I am getting array index out of bound error in MAP part. My code is as below. I am trying to read the input file from the HDFS. Is there any better way to read the HDFS file?
public static class Map extends MapReduceBase implements Mapper<LongWritable, Text, Text, Text>
{
private Text key12 = new Text();
private Text value = new Text();
public void map(LongWritable key, Text value, OutputCollector<Text, Text> output, Reporter reporter) throws IOException
{
String line=value.toString();
while((line = value.toString()) != null)
{
//StringTokenizer tokenizer = new StringTokenizer(line);
//String field = tokenizer.nextToken();
//
String[] parts= line.split(" ");
if(parts[0].contains("STN") == false)
{
String field=parts[0];
String month=parts[3];
String temp;
if(parts[7].trim().equals(""))
{
temp=parts[8];
}
else
temp=parts[7];
//tokenizer.nextToken();
//String month = tokenizer.nextToken();
month=month.substring(4,6);
//String temp = tokenizer.nextToken();
String val = month+temp;
key12.set(field);
value.set(val);
output.collect(key12, value);
}
}
}
There are an awful lot of places where this could go wrong, irrespective of where this particular error is.

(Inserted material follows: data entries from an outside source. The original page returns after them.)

PR #2938, opened 2021-03-19
xds: handle wildcard TypeURI

eduser25:
Handle wildcard xDS proto.

No

### DIFF
--- a/pkg/envoy/ads/response.go
+++ b/pkg/envoy/ads/response.go
@@ -65,7 +65,7 @@ func (s *Server) sendResponse(typeURIsToSend mapset.Set,
 
 		// Handle request when is not provided, and the SDS case
 		var finalReq *xds_discovery.DiscoveryRequest
-		if request == nil {
+		if request == nil || request.TypeUrl == envoy.TypeWildcard.String() {
 			if typeURI == envoy.TypeSDS {
 				finalReq = makeRequestForAllSecrets(proxy, s.catalog)
 				if finalReq == nil {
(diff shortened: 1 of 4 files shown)


pkg/envoy/ads/response.go
```diff
@@ -65,7 +65,7 @@ func (s *Server) sendResponse(typeURIsToSend mapset.Set,
 
 		// Handle request when is not provided, and the SDS case
 		var finalReq *xds_discovery.DiscoveryRequest
-		if request == nil {
+		if request == nil || request.TypeUrl == string(envoy.TypeWildcard) {
```
shashankram, line 68: Would change `string(envy.TypeWildcard)` to `envoy.TypeWildcard.String()` and add `String()` method receiver for the type.

pkg/envoy/ads/stream.go
```diff
@@ -172,7 +172,20 @@ func (s *Server) StreamAggregatedResources(server xds_discovery.AggregatedDiscov
...
-			err := s.sendResponse(mapset.NewSetWith(typeURL), proxy, &server, &discoveryRequest, s.cfg)
+			var xdsUpdatePaths mapset.Set
+			switch typeURL {
+			case envoy.TypeWildcard:
+				xdsUpdatePaths = mapset.NewSetWith(
+					envoy.TypeCDS,
+					envoy.TypeEDS,
+					envoy.TypeLDS,
+					envoy.TypeRDS,
+					envoy.TypeSDS)
```
shashankram, line 183: Does order matter here? If it does, does mapset gaurantee ordering (I guess not)?

shashankram (approved):

pkg/envoy/ads/response.go
eduser25: can do. Not that I remember, I think that was the VC autocompletion

pkg/envoy/ads/stream.go
eduser25: (1) i think order is not guaranteed (i think it uses internal map?) and (2) order here doesn't matter

Order is however guaranteed when calling `sendResponse` over [here](https://github.com/openservicemesh/osm/pull/2938/files#diff-7a1f450fbabb0088828083ed90ad3ccc49ed4edd9ae6f58ad5bdcdd158b2dda8R62)

eduser25:
scale test was run ffor this commit https://github.com/eduser25/osm/actions/runs/668859481

snehachhabria (approved):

What if parts
doesn't have 9 elements? What if it does have 9 elements but some of them are null? What if line
doesn't have a space character in it? What if month
only has three characters in it?
Handle all of these situations and your issue will be resolved.
As an aside, use
if(!parts[0].contains("STN"))
instead of
if(parts[0].contains("STN") == false)
and consider extracting some of your Strings (such as "STN"
and " "
into private static final String
variables. This will greatly improve your performance.